Question

Excessive use of screens can result in vision problems, obesity, sleep disorders, anxiety, low retention problems and can impede social and emotional comprehension and expression. It is essential to be mindful of the amount of time we spend on screens and to reduce our screen time by taking regular breaks, setting time limits, and engaging in non-screen-based activities. In a class of students of the age group 14 to 17, the students were categorised into three groups according to a feedback form filled by them. The first group constituted of the students who spent more than 4 hours per day on the mobile screen or the gaming screens, while the second group spent 2 to 4 hours per day on the same activities. The third group spent less than 2 hours per day on the same. The first group with the high screen time is 60% of all the students, whereas the second group with moderate screen time is 30% and the third group with low screen time is only 10% of the total number of students. It was observed that 80% of students of the first group faced severe anxiety and low retention issues, with 70% of the second group and 30% of the third group having the same symptoms.
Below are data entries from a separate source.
PR #812, opened 2019-09-15
Ignore overlap for names imported from other modules

ea-volkov:
# I have made things!

## Checklist

### DIFF
--- a/wemake_python_styleguide/logic/scopes.py
+++ b/wemake_python_styleguide/logic/scopes.py
@@ -8,6 +8,10 @@ from typing_extensions import final
 
 from wemake_python_styleguide.compat.aliases import FunctionNodes
 from wemake_python_styleguide.logic.naming import access, name_nodes
+from wemake_python_styleguide.logic.naming.name_nodes import (
+    flat_variable_names,
+    get_variables_from_node,
+)
 from wemake_python_styleguide.logic.nodes import get_context
 from wemake_python_styleguide.logic.source import node_to_string
 from wemake_python_styleguide.types import ContextNodes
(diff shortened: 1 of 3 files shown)


wemake_python_styleguide/visitors/ast/blocks.py
```diff
@@ -161,11 +161,11 @@ def _scope(
     ) -> None:
         scope = BlockScope(node)
         shadow = scope.shadowing(names, is_local=is_local)
-
         if shadow:
-            self.add_violation(
-                BlockAndLocalOverlapViolation(node, text=', '.join(shadow)),
-            )
+            if not is_imported_var_assigned(node):
```
sobolevn: Sorry, I was not clear enough in my task description. As a result you took a wrong path. Let me explain the task idea once again.

Imagine that we have a block variable `my_var`. We don't care about how exactly it is defined. We only care that it is the block one.

We also have a local variable `my_var` that shadows the block one. Normally, we would raise a violation. But, in case if local `my_var` definition uses the block one - it is okay.

Example:

```python
for my_var in some_attrs():
    my_var = my_var.lower()  # ok
```

ea-volkov: @sobolevn do I disable this rule for cases with any block variables?

sobolevn: Sorry, I don't get your question. You can use Russian in case it is easier for you.

ea-volkov: Переопределение в любом блоке должно быть разрешено для случаев, когда новое значение использует старое?

sobolevn: Yeap 👍

wemake_python_styleguide/logic/scopes.py
```diff
@@ -145,46 +149,37 @@ def is_function_overload(node: ast.AST) -> bool:
...
-            else el
-            for el in node.elts
-        ]
-        return any(
-            (_is_var_imported_from(assigned) for assigned in assigned_vars),
-        )
-    return False
+def _get_variables_from_complex_node(node: ast.AST) -> Set[str]:
+    names = set(get_variables_from_node(node))
+    if isinstance(node, ast.Attribute):
```
sobolevn: We should check for just `ast.Name` here. Are there any other cases that are not covered with `ast.Name`?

1. What is the total percentage of students who suffer from anxiety and low retention issues in the class?  (2) 
2. A student is selected at random, and he is found to suffer from anxiety and low retention issues. What is the probability that he/she spends screen time more than 4 hours per day?  (2)

Answer 1

Let the events be

E₁: The student is in the first group (time spent on screen is more than 4 hours).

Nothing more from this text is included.